Solution context serves but one purpose: to assure that our solutions reliably enable superior business results. And that means, just as in data science, that optimization must put the following guardrails around their analytics:

1. Data Assurance. If the data in the model are wrong, all bets are off. The derived recommendations, the assessment of feasibility and performance, and even the "explanations" provided: everything hinges on the validity of the data that enters the model. This means we must assess noise and bias, strive to detect errors and attacks, and quantify uncertainty in the forecasts that enter the optimization model. Solution context must therefore include an assessment of the data that enters our model, highlighting any potential issues.
2. Model Assurance. The model is always an imperfect approximation of the world. Before a model is deployed (user stories 1 and 3), we must ensure that the model is accurate where necessary. If we use linear approximations to nonlinear functions, we must ensure that the error introduced cannot significantly affect the quality of the solutions. If we linearly aggregate multiple objectives into one, we must ensure that the trade-off between the objectives is indeed a constant. If we use averages of uncertain forecasts in our model, we must ensure that our assessment of solution quality is still accurate.

Handling Uncertainty

And this is where OR "explanations" fall short.

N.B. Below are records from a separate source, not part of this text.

PR #1499, opened 2025-01-21
feat: Migrate rest of dataset page to use V2 data

### LINKED ISSUE #1231: Migrate API for Single Dataset Page
- [x] Query conversion
- [x] Diff logging
- [ ] Refactoring

bchu1:
closes #1231

 - Now that `__typename` has been fixed by the BE, start querying for it so we have an easy way to distinguish between Hasura and Platformics responses (Platformics `__typename`s are capitalized).
 - Platformics dates add a timezone suffix, so remove those from all date fields.
 - Also fix bugs where table values were being incorrectly split into new lines by commas.


frontend/packages/data-portal/app/components/Dataset/DatasetHeader.tsx
```diff
@@ -35,21 +35,21 @@ export function DatasetHeader() {
         </div>
       }
       breadcrumbs={<Breadcrumbs variant="dataset" data={dataset} />}
-      lastModifiedDate={dataset.last_modified_date ?? dataset.deposition_date}
```
rainandbare, line 38: Don't need the deposition_date back up anymore?

frontend/packages/data-portal/app/components/Dataset/SampleAndExperimentConditionsTable/SampleAndExperimentConditionsTable.tsx
```diff
@@ -89,3 +110,7 @@ export function SampleAndExperimentConditionsTable({
     />
   )
 }
+
+function isV2Dataset(dataset: DatasetType | Dataset): dataset is Dataset {
+  return dataset.__typename === 'Dataset'
+}
```
rainandbare, line 116: Is this just temporary? I am wondering why you have it defined in two places (also in DatasetMetadataTable)

rainandbare (approved):
LGTM! I was able to run it locally!

frontend/packages/data-portal/app/components/Dataset/DatasetHeader.tsx
bchu1: `lastModifiedDate` is required in V2! https://github.com/chanzuckerberg/cryoet-data-portal-backend/blob/main/apiv2/graphql_api/schema.graphql#L1848

frontend/packages/data-portal/app/components/Dataset/SampleAndExperimentConditionsTable/SampleAndExperimentConditionsTable.tsx
bchu1: Yeah, hopefully I can delete this before I go on leave 😬 Figured it would be easier to just have it twice instead of creating more files that I'm just going to delete

PR #1501, opened 2025-01-22
fix: More adjustments to run query differ

bchu1:


frontend/packages/data-portal/app/graphql/getRunByIdDiffer.ts
```diff
@@ -348,15 +352,19 @@ export function logIfHasDiff(
...
+                primaryAuthorStatus: author.primary_author_status,
+                correspondingAuthorStatus: author.corresponding_author_status,
+                name: author.name,
+                email: author.email,
+                orcid: author.orcid,
+              },
+            }))
+            .sort((authorA, authorB) =>
+              authorA.node.name.localeCompare(authorB.node.name),
+            ),
```
rainandbare, line 367: We are sorting it in two places to compare v1 to v2?

rainandbare (approved):

frontend/packages/data-portal/app/graphql/getRunByIdDiffer.ts
bchu1: Exactly, so for fields where both V1 and V2 have non-deterministic ordering, we have to sort both of them (sometimes when it makes sense from the user's perspective I'll just add sorting to the GQL query, but for this one it'll prolly just make things more confusing if I do that bc we're sorting it again in the `<AuthorList>` component)

PR #1507, opened 2025-01-23
fix: Fix intermittent issue where Remix does not replace initial DOM with hydrated version

bchu1:
https://czi-sci.slack.com/archives/C05S98P75NW/p1737656647158829

Not sure why the actual UI bug occurs (sounds like a race condition in Remix?) but fixing the hydration errors (lot of something cannot be descendent of `<p>`) should prevent the wrong SSR HTML from being generated in the first place.


rainandbare (approved):
Thank you for this quick fix Bryan!

PR #1513, opened 2025-01-24
[LARGE DIFF] Set up versioned pages

melissawm:
This PR reorganizes the `gh-pages` branch of the repo to support multiple versions of the documentation site.

It moves all html pages to be in folders corresponding to specific versions (I used v3.0 to match the data model but happy to rename to the correct version number in case I am mistaken). It also includes redirects to stable for a few select pages of the original site that are linked from both the main cryoET data portal and maybe from external pages, namely the index page, the FAQ and the Python API documentation page.

This PR does not affect the client deployment, and should be merged before #1400 .

cc @dgmccart


rainandbare (approved):
Looks good to me! No content changes and correct loading will be checked in #1400. Thanks Melissa!

PR #1518, opened 2025-01-24
fix: Ignore __typename in diff logs

bchu1:
Due to reenabling `__typename` in a previous PR.


rainandbare (approved):
Are we hoping that this will fix the e2e test?

bchu1:
> Are we hoping that this will fix the e2e test?

no, there's nothing we can do on our side to fix the e2e test, this is just so that the diffs aren't going crazy thinking every response has a diff due to the `__typename` fields

PR #1532, opened 2025-01-25
feat: Disable API migration test

bchu1:
Temporarily disable this so that we can test running the prod deploy directly from the main branch.

This is an attempt to fix the issue of prod pods not properly deploying.


manasaV3 (approved):
yolo!!

PR #1559, opened 2025-01-29
fix: Stable version redirect

melissawm:
I didn't realize the version number and aliases should be switched in conf.py. This is not urgent but should fix future builds.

Textbook OR problems all work with deterministic data and a model that is, per definition, accurate. But:

• Almost no one has a pure knapsack problem. Both resource consumption and profits are usually estimates that come with inherent uncertainty.
• Almost no one has a travelling salesperson problem. Travel times and service times are estimates that come with inherent uncertainty.
• Almost no one has a job shop problem. Machines break down, demand fluctuates, people get sick, and materials arrive late. Everything that hits the shop floor comes with inherent uncertainty.

And this means, with absolute certainty, that performance cannot be represented by one value. Because as inputs change, so do outputs. Your costs and profits and service levels, they all fluctuate with the inputs. But, of course, we have to make our decisions before we know the actual inputs. Otherwise, we would simply defer our optimization until the time when we have deterministic knowledge.

Therefore, the most important solution context that an optimization application must provide is an assessment of how solution quality and feasibility change as uncertain inputs change.

In InsideOpt Seeker models, every stochastic term can be queried for its distribution. For this puzzle, e.g., we derived this context of our optimized investment strategy:

So rather than receiving a solution and a statement that it achieves an average return of $18,399, the user can see that the real results may vary between $4,000 and $55,000, depending on the inherent uncertainty in the inputs.

A curve like this builds more trust than any irreducible set of infeasible constraints ever will. Because it openly acknowledges what stakeholders have know all along: that outcomes cannot be predicted with certainty.

That the objective of optimization is not a proof of optimality, but to provide a rational, risk-mitigating course of action.